秦昭礼话锋一转,目光落在许川脸上:“歉也道了,赔偿也谈了,一码归一码。秦璐骂人,我让她当眾道歉。”
“许先生打人,也总得有个说法。不是我要为难许先生,是这个理。”
秦昭礼这番话说的滴水不漏,把“先撩者贱”和“动手者罚”拆成了两件事,既认了秦璐的错,又咬住了许川动手的事实不放。

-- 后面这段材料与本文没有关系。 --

PR #14370, opened 2026-05-20
[TRTLLM-12535][chore] Refactor fast path (token ID space) preprocessing logic out to the input preprocessor methods only

moraxu:
## Summary by CodeRabbit

* **Refactor**
  * Unified text-prompt multimodal input interfaces across many vision/multimodal model processors (Gemma3VL, Gemma4MM, HyperClovaX, Kimi K25, Llama4, LLaVA-Next, Mistral3, Nemotron Nano, Phi4MM, Qwen2VL, Qwen3VL, VILA).
  * Reorganized input-processor registry to simplify multimodal prompt handling and dispatch logic for tokenized and text-based inputs.

[Review Change Stack](https://app.coderabbit.ai/change-stack/NVIDIA/TensorRT-LLM/pull/14370?utm_source=github_walkthrough&utm_medium=github&utm_campaign=change_stack)

## Summary

Encapsulate the VLM tokenized+MM fast path inside `BaseMultimodalInputProcessor` so the registry no longer hosts model-specific stitching logic, and so `llm.py` no longer carries the tokenized-input detokenization guard.

## Why

Previously the fast path (handling `prompt_token_ids + multi_modal_data` without detokenizing) was spread across three layers: a detokenization guard in `llm.py`, a `tokenized_multimodal_process` block in `registry.py`, and per-model hooks (`get_text_with_mm_placeholders`, `expand_prompt_token_ids_for_mm`) on the input processors. The registry - a generic, model-agnostic component - ended up merging model-specific auxiliary streams (e.g. Nano V3 Omni's video `evs_ids`) and carrying a three-armed dispatch in `multimodal_hashing_process` for precomputed-vs-not inputs.

## What changed

- **`BaseMultimodalInputProcessor`** now owns the dispatch:
  - A concrete `__call__` that routes `prompt_token_ids + multi_modal_data` (no `prompt`) to the fast path when the subclass opts in, and otherwise detokenizes and falls through to the text path.
  - An abstract `call_with_text_prompt` - the renamed existing `__call__` on every subclass (the per-model HF-processor path).
  - A concrete `call_with_token_ids` that builds the dummy placeholder text, runs `call_with_text_prompt` on it to populate the multimodal payload, calls `expand_prompt_token_ids_for_mm`, and merges any returned `mm_data_updates` into `extra_processed_inputs["multimodal_data"]`. Raises `NotImplementedError` if the subclass hasn't opted into the fast path.
  - A `supports_token_id_mm_expansion` class flag (`ClassVar[bool]`, default `False`; `True` on LlavaNext + NanoV2VL) that gates the fast path - replacing the old `hasattr`-based probe.
  - A `_detokenize_to_text_prompt` helper (decode `prompt_token_ids` → text, preserve `multi_modal_data` / `mm_processor_kwargs`, flip `add_special_tokens` off) used by both `__call__` and `attach_multimodal_embeddings`.
  - `attach_multimodal_embeddings` is now a Template Method wrapper: it detokenizes for non-fast-path VLMs, then delegates to a new `_attach_multimodal_embeddings_impl` hook that subclasses override.
- **`create_input_processor_with_hash`** is simplified: `tokenized_multimodal_process` and `process_tokenized_prompt_maybe_hash` are deleted, `multimodal_hashing_process` collapses to a single `input_processor(...)` call (and now raises rather than returning an empty prompt when MM token lengths can't be determined, so the caller falls back instead of silently caching hashing-supported), and `input_processor_wrapper` no longer branches on tokenized-MM input shape.
- **All twelve `BaseMultimodalInputProcessor` subclasses** (LlavaNext, NanoV2VL, Llama4, Mistral3, Vila, Qwen2VL, Qwen3VL, Gemma3, Gemma4, Phi4MM, KimiK25, HCXVision) have `__call__` renamed to `call_with_text_prompt`. LlavaNext and Llama4 additionally rename their `attach_multimodal_embeddings` override to `_attach_multimodal_embeddings_impl`.
- **`llm.py`** no longer carries the tokenized-input detokenization guard - the fallback now lives in `BaseMultimodalInputProcessor` (`__call__` and `attach_multimodal_embeddings`), gated on `supports_token_id_mm_expansion`. This keeps the detokenize decision in one place and applies it uniformly to both entry points.

## Test Coverage

Ran individual `curl` requests against Nano Omni V3 for the following scenarios:
- image
- audio
- video
- audio-from-video

## PR Checklist

## GitHub Bot Help

### DIFF
--- a/tensorrt_llm/_torch/models/modeling_gemma3vl.py
+++ b/tensorrt_llm/_torch/models/modeling_gemma3vl.py
@@ -102,7 +102,7 @@ class Gemma3InputProcessor(BaseMultimodalInputProcessor,
         return input_ids, pixel_values
 
     @torch.inference_mode()
-    def call_with_txt_prompt(
+    def call_with_text_prompt(
         self, inputs: TextPrompt, sampling_params: SamplingParams
     ) -> Tuple[List[int], Optional[ExtraProcessedInputs]]:
         input_ids, pixel_values = self._preprocess(inputs)
--- a/tensorrt_llm/_torch/models/modeling_gemma3vl.py
+++ b/tensorrt_llm/_torch/models/modeling_gemma3vl.py
@@ -102,7 +102,7 @@ class Gemma3InputProcessor(BaseMultimodalInputProcessor,
         return input_ids, pixel_values
 
     @torch.inference_mode()
-    def __call__(
+    def call_with_txt_prompt(
         self, inputs: TextPrompt, sampling_params: SamplingParams
     ) -> Tuple[List[int], Optional[ExtraProcessedInputs]]:
         input_ids, pixel_values = self._preprocess(inputs)
--- a/tensorrt_llm/_torch/models/modeling_vila.py
+++ b/tensorrt_llm/_torch/models/modeling_vila.py
@@ -1103,7 +1103,7 @@ class VilaInputProcessor(BaseMultimodalInputProcessor,
         return fused_input_ids, mm_features
 
     @torch.inference_mode()  # critical to minimize memory footprint
-    def call_with_txt_prompt(
+    def call_with_text_prompt(
         self, inputs: TextPrompt, sampling_params: SamplingParams
     ) -> Tuple[List[int], Optional[ExtraProcessedInputs]]:
         """
--- a/tensorrt_llm/_torch/models/modeling_vila.py
+++ b/tensorrt_llm/_torch/models/modeling_vila.py
@@ -1103,7 +1103,7 @@ class VilaInputProcessor(BaseMultimodalInputProcessor,
         return fused_input_ids, mm_features
 
     @torch.inference_mode()  # critical to minimize memory footprint
-    def __call__(
+    def call_with_txt_prompt(
         self, inputs: TextPrompt, sampling_params: SamplingParams
     ) -> Tuple[List[int], Optional[ExtraProcessedInputs]]:
         """
--- a/tensorrt_llm/inputs/registry.py
+++ b/tensorrt_llm/inputs/registry.py
@@ -171,14 +171,64 @@ class BaseMultimodalInputProcessor(ABC):
         multimodal_embedding: Dict[str, List[torch.Tensor]],
         sampling_params: SamplingParams,
     ) -> Tuple[List[int], Optional[ExtraProcessedInputs]]:
-        """
-        Handle externally provided multimodal input embeddings.
+        """Handle externally provided multimodal input embeddings.
 
-        While inputs["multi_modal_data"] is handled by __call__, this method is intended to process
-        inputs["multi_modal_embeddings"].
+        While inputs["multi_modal_data"] is handled by __call__, this method is
+        intended to process inputs["multi_modal_embeddings"].
+
+        Auto-detokenizes `prompt_token_ids` --> `prompt` for non-fast-path VLMs
+        before delegating to `_attach_multimodal_embeddings_impl`. Subclasses
+        override `_attach_multimodal_embeddings_impl` (not this wrapper).
+        """
+        if (inputs.get("prompt_token_ids") is not None
+                and inputs.get("prompt") is None
+                and not self.supports_token_id_mm_expansion):
+            inputs = self._detokenize_to_text_prompt(inputs, sampling_params)
+        return self._attach_multimodal_embeddings_impl(inputs,
+                                                       multimodal_embedding,
+                                                       sampling_params)
+
+    def _attach_multimodal_embeddings_impl(
+        self,
+        inputs: TextPrompt,
+        multimodal_embedding: Dict[str, List[torch.Tensor]],
+        sampling_params: SamplingParams,
+    ) -> Tuple[List[int], Optional[ExtraProcessedInputs]]:
+        """Subclass hook for `attach_multimodal_embeddings`.
+
+        Subclasses that support `multi_modal_embeddings` override this method
+        rather than the wrapper `attach_multimodal_embeddings` itself.
+        Default raises NotImplementedError.
         """
         raise NotImplementedError(
             "Input processor does not support multimodal embedding input")
+
+    def _detokenize_to_text_prompt(
+        self,
+        inputs: TextPrompt,
+        sampling_params: SamplingParams,
+    ) -> TextPrompt:
+        """Decode `prompt_token_ids` to text and rebuild `inputs` as a TextPrompt.
+
+        Used by `__call__` and `attach_multimodal_embeddings` to normalize
+        tokenized inputs for non-fast-path VLMs before delegating to the
+        subclass-specific text-prompt path.
+
+        Also flips `sampling_params.add_special_tokens` to False so the
+        subclass's re-tokenization doesn't double-add BOS/EOS on top of the
+        ones already encoded in `prompt_token_ids`.
+        """
+        prompt = self.tokenizer.decode(inputs["prompt_token_ids"])
+        if sampling_params is not None and sampling_params.add_special_tokens:
+            logger.debug(
+                "Setting add_special_tokens to False because prompt_token_ids "
+                "were provided to generate. VLMs will re-encode the prompt.")
+            sampling_params.add_special_tokens = False
+        return TextPrompt(
+            prompt=prompt,
+            multi_modal_data=inputs.get("multi_modal_data"),
+            mm_processor_kwargs=inputs.get("mm_processor_kwargs") or {},
+        )
 
     @property
     @abstractmethod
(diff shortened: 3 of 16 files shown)


moraxu:
@coderabbitai full review

tensorrt_llm/inputs/registry.py
```diff
@@ -975,30 +992,19 @@ def multimodal_hashing_process(
...
+            mm_data,
+            input_processor,
+            multimodal_data=(extra_processed_inputs
+                             or {}).get("multimodal_data"),
+        )
+        if not num_mm_tokens_by_key:
+            return [], None
+        num_mm_tokens = next(iter(num_mm_tokens_by_key.values()))
         if len(num_mm_tokens) <= 0:
             return [], None
```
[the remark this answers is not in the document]
moraxu: Committed the fix, I think it would only fire if a user submitted e.g. `multi_modal_data={"image": []}`

tensorrt_llm/_torch/models/modeling_gemma3vl.py
2ez4bz: Nit: might as well be `text`?

tensorrt_llm/_torch/models/modeling_vila.py
2ez4bz: How do you feel about keeping these as `__call__` (since the signature is the same), and instead of `abstractmethod`s in the base class, have them raise `NotImplementedError`?

That would minimize the amount of modeling files touched.

I don't feel strongly about it, so up you.

tensorrt_llm/inputs/registry.py
2ez4bz: Nit: I think this should not be mentioned here, but in `llm.py` at the call site(s).

2ez4bz: Nit: the technical details of `call_with_token_ids` should sit in its own docstring, IMO.

2ez4bz: Do you think it's a good idea to have `get_text_with_mm_placeholders` and `expand_prompt_token_ids_for_mm` declared in this class?

Main pro is that it documents the expected signature clearly - right now, it's completely undocumented, and one has to go inspect the private helpers `_process_multimodal_with_dummy_placeholders` + the innards of this method to find out.

Main con is that it kind of feels like we're starting to bloat the base class.

2ez4bz: This is still weird UX, IMO, since children still need to override 2 methods `get_text_with_mm_placeholders` and `expand_prompt_token_ids_for_mm` to get the final `extra_processed_inputs.multimodal_data` dict populated in its final form.

Could they somehow be combined?

2ez4bz, line 962: @venkywonka is this a restriction / assumption you're working on lifting separately?

tensorrt_llm/_torch/models/modeling_vila.py
moraxu: I don't fully get this part: "have them raise `NotImplementedError?`" - `call_with_txt_prompt` logic (or if we put it under `__call__`, or whatever you want to call it) has to be defined for every input processor anyway? Only the `call_with_token_ids` optimization is not yet implemented for every VLM?

tensorrt_llm/inputs/registry.py
moraxu: Well, I think they do belong in this class since they can be thought of as private helper methods that in the end fulfill the duties of the input **preprocessor**.

I even considered moving `_process_multimodal_with_dummy_placeholders` to this class as well, but wasn't sure if it's not too much.

moraxu: So, I think the split is mostly reflecting the HF/vLLM conventions rather than being something arbitrary in this PR.

1. vLLM has the same conceptual separation for tokenized prompt + MM data. Their docs describe HF processors as doing: tokenize text, process MM inputs, then perform prompt updates. For tokenized inputs, the text has already bypassed the HF processor, so vLLM uses dummy text to let HF process the MM payload, then applies the prompt update step separately to keep token IDs and processed MM data consistent:
https://docs.vllm.ai/en/latest/design/mm_processing/#tokenized-prompt-inputs

That is basically what `get_text_with_mm_placeholders` and `expand_prompt_token_ids_for_mm` represent here:
- `get_text_with_mm_placeholders`: let us run the HF/MM preprocessing path without the real prompt.
- `expand_prompt_token_ids_for_mm`: apply the token-expansion logic to the already-tokenized real prompt.

If `transformers` eventually has native support for some of this preprocessing logic, as we discussed, I think sticking to this convention makes us more compatible with HF/vLLM API conventions.

2. I think combining the two into one method would be possible, but it would make each model reimplement more boilerplate code **in a single high level method**: 1) build dummy text, 2) run MM preprocessing, 3) infer feature-token counts, 4) expand the real token IDs. With steps 1) and 4) being only applicable if that method happens to be called from within `call_with_token_ids`.

Currently, the only tiny "downside" of the present approach is that both paths - `call_with_txt_prompt` and `call_with_token_ids` - call the same lightweight helper methods for shape-related computations for more complex modalities only. For example, in Nemotron's video case, the current split lets both the text-prompt path and the tokenized fast path reuse the same token-accounting helpers. E.g., `_compute_token_numbers_per_video` is used by the normal MM preprocessing path when building video prompt tokens, and also by the token-ID expansion path, but those computations are light, it's not like we re-computing MM tensors as discussed.

So given 1) and 2), I'd be in favor of keeping everything as is.

tensorrt_llm/_torch/models/modeling_vila.py
2ez4bz: My point was that the amount of changes would be smaller if you kept each existing model's `__call__` method instead of renaming it to `call_with_txt_prompts`. But this is fine as is.

tensorrt_llm/inputs/registry.py
2ez4bz: No, I meant, declared explicitly as part of the class itself, instead of `hasattr` / `getattr`'ed.

2ez4bz: > Currently, the only tiny "downside" of the present approach is that both paths 

I disagree - that part is fine, actually, IMO. The main downside is how unnatural the `mm_data_updates` part still feels. At least now it's contained to `expand_prompt_token_ids_for_mm` + this caller method, but it's still not great. It even "violates" the vLLM principle you mentioned:

> vLLM has the same conceptual separation for tokenized prompt + MM data

since `expand_prompt_token_ids_for_mm` is acutely aware of both.

tensorrt_llm/_torch/models/modeling_vila.py
moraxu: Discussed offline, will keep as is

tensorrt_llm/inputs/registry.py
moraxu: Discussed offline, @2ez4bz to circle back

moraxu: If not possible to move to base class and raise notImplemented by default, add their signature etc. to call_with_token_ids's docstring

2ez4bz, line 147: Could add `supports_token_id_mm_expansion: ClassVar[bool] = False` (name TBD).

moraxu: I went with the latter option, i.e. elaborated the existing docstring.

moraxu: Will keep it as is, as discussed offline. Having the `call_with_token_ids` defined here, in the base class, without the `if mm_data_updates` part and have the overridden `call_with_token_ids` in child classes do that update would require introducing some intermediate signature changes.

tensorrt_llm/llmapi/llm.py
moraxu, line 550: @2ez4bz , I made the change we discussed in https://github.com/NVIDIA/TensorRT-LLM/pull/14370/changes/105c0a44344ecdad4792678fc058fadcc5e79626.


If we fold the detokenize-fallback into `BaseMultimodalInputProcessor.__call__`, out of `llm.py` where it currently lives, we only catch the `multi_modal_data` path. Requests that arrive with `multi_modal_embeddings` + `prompt_token_ids` would skip the new fallback entirely because they're routed to `attach_multimodal_embeddings`. To fully replicate the current `llm.py` behavior, we'd need to introduce a slight refactor of the `BaseMultimodalInputProcessor`s `attach_multimodal_embeddings`.

Two `attach_multimodal_embeddings` overrides exist today: `LlavaNext` and `Llama4`. With this new change:

| Model | `supports_token_id_mm_expansion` | New detokenize fires in `attach_multimodal_embeddings`? |
|---|---|---|
| LlavaNext | `True` | **No** - gate is `not supports_token_id_mm_expansion`, so it stays False. Existing behavior. |
| Llama4 | `False` (default) | **Yes** - Llama4's `_attach_multimodal_embeddings_impl` now receives a detokenized `prompt` instead of `prompt_token_ids`. |

So the change would only require testing this path: Llama4 + `prompt_token_ids` + `multi_modal_embeddings`.

Let me know what you think about this refactor first, though?

2ez4bz (approved):

venkywonka (approved):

旁边围观的人听了也觉得挑不出毛病,人家妹妹骂人是错了,但也道歉了,你打了人总不能就这么算了吧?
“许先生觉得呢?”秦昭礼看著许川。
许川笑了一下:“我说了,按秦少说的办。报警吧。”
许川说这话的时候语气很轻鬆,一点都不像是在说一件可能要让自己被拘留的事。
秦昭礼看著他这个反应,心里反而有些拿不准了。
他原本以为许川会推脱,会找藉口,或者让陈知出头来施压。
不管许川怎么应对,他都有后手。
但许川答应的太乾脆了,乾脆得像是早就等著他报这个警似的。
秦昭礼没有把心里的疑虑表现在脸上,只是点了点头,从口袋里掏出手机。
秦璐在一旁看著他哥拨號,心里又兴奋又不安。
兴奋的是许川终於要付出代价了,不安的是她总觉得事情不会这么顺利。
她认识秦昭礼这么多年,知道她哥从来不做没把握的事,但今天从走进这条步行街开始,她哥的每一步都像是在刀尖上跳舞,看著稳,实际上隨时可能踩空。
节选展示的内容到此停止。